Tuesday, July 21, 2009

Airco DH.2


The Airco DH.2 a very nimble and rugged design, capable of making aces out of her pilots.

Though not much to look at by today's fighter aircraft standards - let alone World War One-era aircraft standards, the Airco-produced DH.2 would prove to be a rugged and reliable platform. The DH.2 was the product of one Geoffrey de Havilland and featured a pusher-type engine design that was contrary to the puller-type systems en vogue. Enemy aircraft kills by the DH.2 would rise steadily throughout the year of 1916, to which the DH.2 would amass double-digit scores between June through November of that year.

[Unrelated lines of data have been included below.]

PR #1390, opened 2023-02-11
Replace closures with layers and models in resnetv2

jbischof:
WIP. NOT READY TO MERGE

This is a pilot to update our implementations as `Layers` and `Models` rather than a closure. This is part of our effort to standardize the KerasCV and KerasNLP APIs.

## Why this design?
* A subclassed `keras.Model` is needed to add a `from_preset` constructor for loading preset architectures and weights. In the long term this and other methods/properties will be maintained in a new `Backbone` base class.
* We initialize a functional `keras.Model` in the `__init__` to maintain the convenience of the `Functional` API.
* When using a subclassed `keras.Model` it is not possible to track weights in a closure-style submodel. Therefore we need to switch to `keras.layers.Layer` blocks. See @LukeWood's analysis ([link](https://lukewood.xyz/blog/subclass-model-pitfall)).

This should also improve the readability of `model.summary()`.

Steps:
* [x] Rewrite `BasicBlock` as `Layer`
* [x] Rewrite `Block` as `Layer`
* [x] Rewrite `Stack` as `Layer`
* [x] Rewrite `ResnetV2` as `Model`
* [ ] Convert weight files if incompatible

### DIFF
--- a/keras_cv/models/resnet_v2.py
+++ b/keras_cv/models/resnet_v2.py
@@ -394,35 +394,19 @@ class Stack(keras.layers.Layer):
         return super().from_config(config)
 
 
-def ResNetV2(
-    stackwise_filters,
-    stackwise_blocks,
-    stackwise_strides,
-    include_rescaling,
-    include_top,
-    stackwise_dilations=None,
-    name="ResNetV2",
-    weights=None,
-    input_shape=(None, None, 3),
-    input_tensor=None,
-    pooling=None,
-    classes=None,
-    classifier_activation="softmax",
-    block_fn=Block,
-    **kwargs,
-):
+@keras.utils.register_keras_serializable(package="keras_cv.models")
+class ResNetV2(keras.Model):
     """Instantiates the ResNetV2 architecture.
 
     Args:
-        stackwise_filters: number of filters for each stack in the model.
-        stackwise_blocks: number of blocks for each stack in the model.
-        stackwise_strides: stride for each stack in the model.
-        include_rescaling: whether or not to Rescale the inputs. If set to True,
+        stackwise_filters: int, number of filters for each stack in the model.
+        stackwise_blocks: int, number of blocks for each stack in the model.
+        stackwise_strides: int, stride for each stack in the model.
+        include_rescaling: bool, whether or not to Rescale the inputs. If set to True,
             inputs will be passed through a `Rescaling(1/255.0)` layer.
-            name: string, model name.
-        include_top: whether to include the fully-connected
+        include_top: bool, whether to include the fully-connected
             layer at the top of the network.
-        weights: one of `None` (random initialization),
+        weights: optional string, one of `None` (random initialization),
             or the path to the weights file to be loaded.
         input_shape: optional shape tuple, defaults to (None, None, 3).
         input_tensor: optional Keras tensor (i.e. output of `layers.Input()`)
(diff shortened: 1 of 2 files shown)


IMvision12:
So, Do we need to apply this changes to all other models?

jbischof:
Yes, @IMvision12 we will need significant help from the community once the pilot concludes! One thing I need to scope out is what changes (if any) we will to make to the weight checkpoints.

IMvision12:
> Yes, @IMvision12 we will need significant help from the community once the pilot concludes! One thing I need to scope out is what changes (if any) we will to make to the weight checkpoints.

Yeah, I'm willing to contribute. Also, about weights, when converting functions to classes an extra layers will be added so we need to map that extra layer

keras_cv/models/resnet_v2.py
```diff
@@ -325,90 +429,144 @@ def ResNetV2(
...
+        self.stackwise_blocks = stackwise_blocks
+        self.stackwise_strides = stackwise_strides
+        self.include_rescaling = include_rescaling
+        self.include_top = include_top
+        self.stackwise_dilations = stackwise_dilations
+        self.input_tensor = input_tensor
+        self.pooling = pooling
+        self.classes = classes
+        self.classifier_activation = classifier_activation
+        self.block_fn = Block
```
ianstenbit, line 545: self.block_fn = block_fn

keras_cv/models/resnet_v2.py
```diff
@@ -99,210 +101,312 @@
...
+        self.activation2 = layers.Activation("relu", name=self.name + "_2_relu")
+        self.conv3 = layers.Conv2D(
+            4 * filters, kernel_size=1, name=self.name + "_3_conv"
+        )
+        self.add = layers.Add(name=self.name + "_out")
+
+    def call(self, inputs):
+        x = self.bn_preactivation(inputs)
+        x = self.relu_preactivation(x)
+        shortcut = self.shortcut(x) if self.shortcut else x
```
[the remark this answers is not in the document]
ianstenbit: Ignore this, this was incorrect.

ianstenbit, line 292: After porting the weights and finding numerical inconsistencies, I discovered that this line is incorrect.

It should be:

```
if self.conv_shortcut:
          shortcut = self.shortcut(x)
        elif self.shortcut:
          shortcut = self.shortcut(inputs)
        else:
          shortcut = inputs
```

keras_cv/models/resnet_v2.py
```diff
@@ -99,210 +101,312 @@
...
     Args:
         filters: integer, filters of the basic layer.
-        kernel_size: default 3, kernel size of the bottleneck layer.
-        stride: default 1, stride of the first layer.
-        conv_shortcut: default False, use convolution shortcut if True,
+        kernel_size: integer, kernel size of the bottleneck layer. Defaults to 3.
+        stride: integer, stride of the first layer. Defaults to 1.
+        dilation: integer, the dilation rate to use for dilated convolution. Defaults to 1.
+        conv_shortcut: bool, uses convolution shortcut if `True`. Defaults to `False`.
           otherwise identity shortcut.
```
ianstenbit, line 114: "otherwise identity shortcut" isn't quite true -- really it defaults to identity or pooling, based on stride.
I don't think including all the detail is necessary in this docstring, but maybe we could say "otherwise identity or pooling shortcut, based on stride"

keras_cv/models/resnet_v2.py
```diff
@@ -99,210 +101,312 @@
...
+        self.filters = filters
+        self.kernel_size = kernel_size
+        self.stride = stride
+        self.dilation = dilation
+        self.stride2 = stride if dilation == 1 else 1
+        self.conv_shortcut = conv_shortcut
+        super().__init__(**kwargs)
+
+        self.bn_preactivation = layers.BatchNormalization(
+            axis=BN_AXIS, epsilon=BN_EPSILON, name=self.name + "_use_preactivation_bn"
```
ianstenbit, line 140: IMO this "use" prefix is kinda useless. Not sure why it was here in the first place, but I think this can just be _preactivation_bn (same for the relu below)

keras_cv/models/resnet_v2.py
ianstenbit: (same for BasicBlock btw)

keras_cv/models/resnet_v2.py
```diff
@@ -99,210 +101,312 @@
...
+
     Args:
         filters: integer, filters of the layer in a block.
         blocks: integer, blocks in the stacked blocks.
-        stride: default 2, stride of the first layer in the first block.
-        name: string, stack label.
+        stride: integer, stride of the first layer in the first block. Defaults to 2.
+        dilation: integer, the dilation rate to use for dilated convolution. Defaults to 1.
         block_fn: callable, `Block` or `BasicBlock`, the block function to stack.
         first_shortcut: default True, use convolution shortcut if True,
```
ianstenbit, line 326: boolean, whether to use a convolutional shortcut in the first block. Defaults to True.

keras_cv/models/resnet_v2.py
ianstenbit: (same for BasicBlock)

keras_cv/models/resnet_v2.py
ianstenbit: (same for BasicBlock)

ianstenbit (changes requested):
Thanks Jonathan!

keras_cv/models/resnet_v2.py
```diff
@@ -325,90 +429,144 @@ def ResNetV2(
...
+            "classifier_activation": self.classifier_activation,
+            "block_fn": keras.utils.get_registered_name(self.block_fn),
+            "name": self.name,
+            "trainable": self.trainable,
+        }
+
+    @classmethod
+    def from_config(cls, config):
+        block_class_name = config["block_fn"]
+        config["block_fn"] = keras.utils.get_registered_object(block_class_name)
```
LukeWood, line 568: nice - glad to see there's a way to do this.  I have actually not seen these utilities before.

keras_cv/models/resnet_v2.py
jbischof: Won't that mess up the existing checkpoints? Might be best to leave this alone for now

ianstenbit:
> @jbischof Can I start with other models after completion of 'resnetv2' by referring this PR?

Hey @IMvision12 -- we're currently comparing this approach to an alternative in #1401.
Once we've decided on an approach and merged the change for ResNetV2, we'll open up GitHub issues for the other models and folks can pick those up. Thanks for your enthusiasm! Hopefully we'll have a decision here soon

jbischof:
Abandoning this change in favor of #1401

The DH.2 was a single-seat single engine biplane design. The pilot was seated extreme forward in a type of "tub" cockpit. A single Lewis-type 7.62mm machine gun was fitted in front of him and was set on a flexible mounting, allowing the gun to be trained in left, right, up or down as needed. This was, however, hardly practical in the middle of a frantic air fight and, as such, pilots resorted to flying with the machine gun in a fixed forward position and aiming the entire aircraft at their target. The single two-blade engine was mounted directly behind the pilot and could be of either a Monosoupape piston or Le Rhone rotary engine brand, either engine producing 100hp and 110hp respectively.